→ HOW TO COMPLETE THIS TASK: Return all of the entries exactly as written.

→ INPUT DATA:
-=-=-

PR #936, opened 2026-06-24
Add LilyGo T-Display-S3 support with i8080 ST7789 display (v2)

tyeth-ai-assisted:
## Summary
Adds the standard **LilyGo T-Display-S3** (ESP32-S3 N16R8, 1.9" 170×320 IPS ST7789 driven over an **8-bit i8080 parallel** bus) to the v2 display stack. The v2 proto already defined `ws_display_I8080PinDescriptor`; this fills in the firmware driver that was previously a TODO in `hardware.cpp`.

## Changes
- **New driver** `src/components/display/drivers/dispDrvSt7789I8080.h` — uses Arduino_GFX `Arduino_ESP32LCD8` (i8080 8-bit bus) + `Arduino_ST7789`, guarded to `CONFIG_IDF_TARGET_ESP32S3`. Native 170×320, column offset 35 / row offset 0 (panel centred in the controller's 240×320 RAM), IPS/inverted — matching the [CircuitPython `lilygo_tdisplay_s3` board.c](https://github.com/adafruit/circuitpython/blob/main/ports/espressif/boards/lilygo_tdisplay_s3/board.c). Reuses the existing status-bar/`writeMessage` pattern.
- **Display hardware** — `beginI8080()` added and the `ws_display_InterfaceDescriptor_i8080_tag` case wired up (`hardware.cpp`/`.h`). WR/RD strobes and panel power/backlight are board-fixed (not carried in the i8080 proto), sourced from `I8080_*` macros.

-=-=-

→ REPLY TO THE TASK:
PR #936, opened 2026-06-24
Add LilyGo T-Display-S3 support with i8080 ST7789 display (v2)

tyeth-ai-assisted:
## Summary
Adds the standard **LilyGo T-Display-S3** (ESP32-S3 N16R8, 1.9" 170×320 IPS ST7789 driven over an **8-bit i8080 parallel** bus) to the v2 display stack. The v2 proto already defined `ws_display_I8080PinDescriptor`; this fills in the firmware driver that was previously a TODO in `hardware.cpp`.

## Changes
- **New driver** `src/components/display/drivers/dispDrvSt7789I8080.h` — uses Arduino_GFX `Arduino_ESP32LCD8` (i8080 8-bit bus) + `Arduino_ST7789`, guarded to `CONFIG_IDF_TARGET_ESP32S3`. Native 170×320, column offset 35 / row offset 0 (panel centred in the controller's 240×320 RAM), IPS/inverted — matching the [CircuitPython `lilygo_tdisplay_s3` board.c](https://github.com/adafruit/circuitpython/blob/main/ports/espressif/boards/lilygo_tdisplay_s3/board.c). Reuses the existing status-bar/`writeMessage` pattern.
- **Display hardware** — `beginI8080()` added and the `ws_display_InterfaceDescriptor_i8080_tag` case wired up (`hardware.cpp`/`.h`). WR/RD strobes and panel power/backlight are board-fixed (not carried in the i8080 proto), sourced from `I8080_*` macros.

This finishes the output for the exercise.